(Data to examine)
PR #984, opened 2019-10-23
Save serial logs if there's an import failure.

EricEdens:
Notes:
- I've piggy-backed on Daisy's `DisableCloudLogging` flag; if the user specifies that flag, then we won't keep the serial output.
- Logs are only retained if there's a workflow error.

Testing:
 - In addition to unit tests, I ran OVF's import integration tests.

### DIFF
--- a/cli_tools/common/utils/logging/service/logger.go
+++ b/cli_tools/common/utils/logging/service/logger.go
@@ -181,6 +181,9 @@ func (l *Logger) getOutputInfo(w *daisy.Workflow, err error) *OutputInfo {
 	if err != nil {
 		o.FailureMessage = getFailureReason(err)
 		o.FailureMessageWithoutPrivacyInfo = getAnonymizedFailureReason(err)
+		if w != nil && w.Logger != nil {
+			o.SerialOutputs = w.Logger.ReadSerialPortLogs()
+		}
 	}
 
 	return &o
--- a/daisy/logger.go
+++ b/daisy/logger.go
@@ -171,11 +171,11 @@ func (l *daisyLog) WriteSerialPortLogs(w *Workflow, instance string, buf bytes.B
 }
 
 func (l *daisyLog) ReadSerialPortLogs() []string {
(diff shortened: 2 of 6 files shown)


cli_tools/common/utils/logging/service/logger.go
```diff
@@ -178,6 +178,9 @@ func (l *Logger) getOutputInfo(w *daisy.Workflow, err error) *OutputInfo {
 	if err != nil {
 		o.FailureMessage = getFailureReason(err)
 		o.FailureMessageWithoutPrivacyInfo = getAnonymizedFailureReason(err)
+		if w != nil && w.Logger != nil {
```
zoran15: Due to serial logs being potentially large, it would good if we had a flag/config that would control if serial console logs are stored (it can default to true).

daisy/logger.go
```diff
@@ -159,6 +170,14 @@ func (l *daisyLog) WriteSerialPortLogs(w *Workflow, instance string, buf bytes.B
 	writeLog(str)
 }
 
+func (l *daisyLog) ReadSerialPortLogs() []string {
+	logs := make([]string, 0, len(l.serialLogs))
```
zoran15: We lose the information of which instance has logged a particular serial log (e.g. disk importer vs translator). In most cases we might be able to figure which one is which, but logging instance name in some way would reduce the workload on our side and uniquely identify which instance has logged a particular log file. It could be as simple as adding instance name with a specific prefix as the first line of each serial log.

cli_tools/common/utils/logging/service/logger.go
EricEdens: We don't save logs if the use has specified [DisableCloudLogging](https://github.com/GoogleCloudPlatform/compute-image-tools/search?q=DisableCloudLogging&unscoped_q=DisableCloudLogging). Or were you thinking of something else?

daisy/logger.go
EricEdens: Good idea! Added that.

PR #985, opened 2019-10-23
uefi-compatible flag in image import and OVF import wrappers

zoran15:


cli_tools/common/utils/daisy/daisy_utils.go
```diff
@@ -84,28 +85,44 @@ func UpdateAllInstanceNoExternalIP(workflow *daisy.Workflow, noExternalIP bool)
...
 			}
 		}
-	}
+	})
+}
+
+// UpdateToUEFICompatible updates workflow resources (disks and images) to be UEFI compatible
+func UpdateToUEFICompatible(workflow *daisy.Workflow) {
+	WorkflowStepIterator(workflow, func(step *daisy.Step) {
+		if step.CreateDisks != nil {
```
EricEdens: My gut feeling is that "daisy_utils.go" isn't the best place for this, given how specific it is to a particular use case.

cli_tools/common/utils/daisy/daisy_utils.go
```diff
@@ -131,3 +148,19 @@ func RemovePrivacyLogTag(message string) string {
 
 	return message
 }
+
+// WorkflowStepIterator iterates over all workflow steps, including included
+// workflow steps, and calls cb callback function
+func WorkflowStepIterator(workflow *daisy.Workflow, cb func(step *daisy.Step)) {
+	if workflow == nil {
```
EricEdens: How about making this a method directly on workflow?

cli_tools/common/utils/daisy/daisy_utils.go
```diff
@@ -131,3 +148,19 @@ func RemovePrivacyLogTag(message string) string {
...
+		return
+	}
+
+	for _, step := range workflow.Steps {
+		if step.IncludeWorkflow != nil {
+			//recurse into included workflow
+			WorkflowStepIterator(step.IncludeWorkflow.Workflow, cb)
+		}
```
EricEdens: Does Daisy allow circular dependencies?

cli_tools/common/utils/string/string_utils.go
```diff
@@ -0,0 +1,40 @@
...
+//  distributed under the License is distributed on an "AS IS" BASIS,
+//  WITHOUT WARRANTIES OR CONDITIONS OF ANY KIND, either express or implied.
+//  See the License for the specific language governing permissions and
+//  limitations under the License.
+
+package string
+
+import "sort"
+
+// CombineStringSlices merges two slices of Beta Guest OS features and
```
EricEdens: Stale comment ("Beta Guest OS features")

cli_tools/common/utils/daisy/daisy_utils_test.go
```diff
@@ -151,6 +153,28 @@ func testRemovePrivacyTag(t *testing.T, originalMessage string, expectedMessage
 	}
 }
 
+func TestUpdateToUEFICompatible(t *testing.T) {
+	w := createWorkflowWithCreateDiskImageAndIncludeWorkflow()
+
+	UpdateToUEFICompatible(w)
+
```
EricEdens: I think it'd be clearer to put the whole structs into this method: one for before update, and one for what you expect after the update, and then do a single assertion that the result is what you expected. The alternative below makes it difficult for me to track where the differences are expected to be.

cli_tools/common/utils/daisy/daisy_utils.go
```diff
@@ -84,28 +85,44 @@ func UpdateAllInstanceNoExternalIP(workflow *daisy.Workflow, noExternalIP bool)
...
+// UpdateToUEFICompatible updates workflow resources (disks and images) to be UEFI compatible
+func UpdateToUEFICompatible(workflow *daisy.Workflow) {
+	WorkflowStepIterator(workflow, func(step *daisy.Step) {
+		if step.CreateDisks != nil {
+			for _, disk := range *step.CreateDisks {
+				// for the time being, don't run Debian 9 worker in UEFI mode
+				if strings.Contains(disk.SourceImage, "debian-9-worker") {
+					continue
+				}
+				disk.Disk.GuestOsFeatures = daisy.CombineGuestOSFeatures(disk.Disk.GuestOsFeatures, "UEFI_COMPATIBLE")
```
EricEdens: Some more background here would be good -- why are we not doing UEFI for Debian 9? What's blocking us? 

Also, can we encode this exception to Debian 9 elsewhere, outside of code, for example in the template/script that creates the Debian 9 worker? Two advantages: One, this current approach invites future one-off modifications, and two, that template/script will own all customizations regarding Debian 9.

cli_tools/common/utils/daisy/daisy_utils.go
```diff
@@ -84,28 +85,44 @@ func UpdateAllInstanceNoExternalIP(workflow *daisy.Workflow, noExternalIP bool)
...
-					networkInterface.AccessConfigs = accessConfigProvider()
+					networkInterface.AccessConfigs = []*compute.AccessConfig{}
 				}
 			}
 		}
-	}
+	})
+}
+
+// UpdateToUEFICompatible updates workflow resources (disks and images) to be UEFI compatible
```
EricEdens: It'd be nice for the comment to describe what updates are happening. As it stands, it could be modifying bytes in the image, inserting a new bootloader on the disk, who knows!

cli_tools/common/utils/daisy/daisy_utils.go
zoran15: This is daisy_utils in cli_tools: Daisy utilities for CLI tools. This is used by both import wrapper and OVF importer. I think this is the most appropriate location for this piece of code. If you think there's a better place for it, please do suggest.

cli_tools/common/utils/daisy/daisy_utils.go
zoran15: No

cli_tools/common/utils/daisy/daisy_utils.go
zoran15: This is for Debian 9 worker, not for Debian 9 imports. Disks for workers are part of the workflow. I don't want to be changing how workers boot until UEFI is default.

cli_tools/common/utils/daisy/daisy_utils_test.go
EricEdens: What I'm trying to say is that to read the assertions in this test I have to do a lot of parsing and array indexing in my head and I think that having the two structs printed out in front of me would be easier. But this isn't the highest priority thing, and if you like this, then I'm fine.

zoran15: There are no arrays to parse in the assert, only 3 arguments: t, expected, actual.

cli_tools/common/utils/daisy/daisy_utils.go
EricEdens: So how about moving this to a location that is specific to your worker?

In addition to the reasons above, here's another: If a user has the subtstring "debian-9-worker" in their source image's name and tries to use UEFI.

cli_tools/common/utils/daisy/daisy_utils.go
EricEdens: A few places that come to mind:
 - Its own file
 - A file related to guest os features
 - A method on the workflow itself

cli_tools/common/utils/daisy/daisy_utils_test.go
EricEdens: Parsing in my head

cli_tools/common/utils/daisy/daisy_utils.go
zoran15: Moved to workflow.go

cli_tools/common/utils/daisy/daisy_utils.go
zoran15: Those are all valid options. I feel the current location is good enough, considering the temporary nature of this feature. If you feel strongly against it, I will look into moving it

cli_tools/common/utils/daisy/daisy_utils.go
zoran15: Since import workflow only creates Debian 9 instances implicitly (no way for customer to have a CreateInstance with their own image in import workflow) the issue of customer provided image with "debian-9-worker" in it is not really an issue. Just in case, I switched to using the full URI to Debian 9 worker instead of just the portion.

What do you mean by "moving this to a location that is specific to your worker"?

cli_tools/common/utils/daisy/daisy_utils.go
zoran15: Updated the description

cli_tools/common/utils/daisy/daisy_utils.go
```diff
@@ -84,28 +85,46 @@ func UpdateAllInstanceNoExternalIP(workflow *daisy.Workflow, noExternalIP bool)
...
-	})
-}
-
-func updateAllInstanceAccessConfig(workflow *daisy.Workflow, accessConfigProvider func() []*compute.AccessConfig) {
-	for _, step := range workflow.Steps {
-		if step.IncludeWorkflow != nil {
-			//recurse into included workflow
-			updateAllInstanceAccessConfig(step.IncludeWorkflow.Workflow, accessConfigProvider)
-		}
+	daisy.WorkflowStepIterator(workflow, func(step *daisy.Step) {
```
dntczdx: IterateWorkflowSteps is better from my perspective. Iterator sounds more like a object than a operation.

cli_tools/common/utils/daisy/daisy_utils.go
zoran15: Also renamed per Tony's suggestion and made it a member func

cli_tools/common/utils/daisy/daisy_utils.go
zoran15: renamed and made a member func

cli_tools/common/utils/daisy/daisy_utils.go
```diff
@@ -84,28 +85,44 @@ func UpdateAllInstanceNoExternalIP(workflow *daisy.Workflow, noExternalIP bool)
...
+	})
+}
+
+// UpdateToUEFICompatible updates workflow resources (disks and images) to be UEFI compatible
+func UpdateToUEFICompatible(workflow *daisy.Workflow) {
+	WorkflowStepIterator(workflow, func(step *daisy.Step) {
+		if step.CreateDisks != nil {
+			for _, disk := range *step.CreateDisks {
+				// for the time being, don't run Debian 9 worker in UEFI mode
+				if strings.Contains(disk.SourceImage, "debian-9-worker") {
```
dntczdx: This is hacky - relying on a specific image name is fragile. I feel we should have a tag for CreateInstance to prevent creating worker instance with UEFI.
Going further, why is UEFI not working for debian-9-worker if most of our images will be upgraded to UEFI?

cli_tools/common/utils/daisy/daisy_utils.go
EricEdens: Good point about it being temporary. Sounds like you're happy with it, so I'm fine!

cli_tools/common/utils/daisy/daisy_utils.go
zoran15: This is not image name but image family. As Debian 9 worker gets updated, the family name stays the same.

Alternatively, we could make any disks associated with CreateInstance in import workflows not marked as UEFI, only stand-alone ones (basically customer provided)

I'm not sure if debian-9 worker will work with UEFI. Most likely it will, but we have not done the testing and I would leave it booting using BIOS as it doesn't affect customer GPT formatted images. We can remove this once Debian 9 worker is tested with UEFI.

dntczdx: Sounds good, let's remove it later once it's ready due that UEFI is becoming a standard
(End Data to examine)
Exercise goal |
Which lines of the records above contain the word "member"? Show each of them.

Exercise response |
zoran15: Also renamed per Tony's suggestion and made it a member func
zoran15: renamed and made a member func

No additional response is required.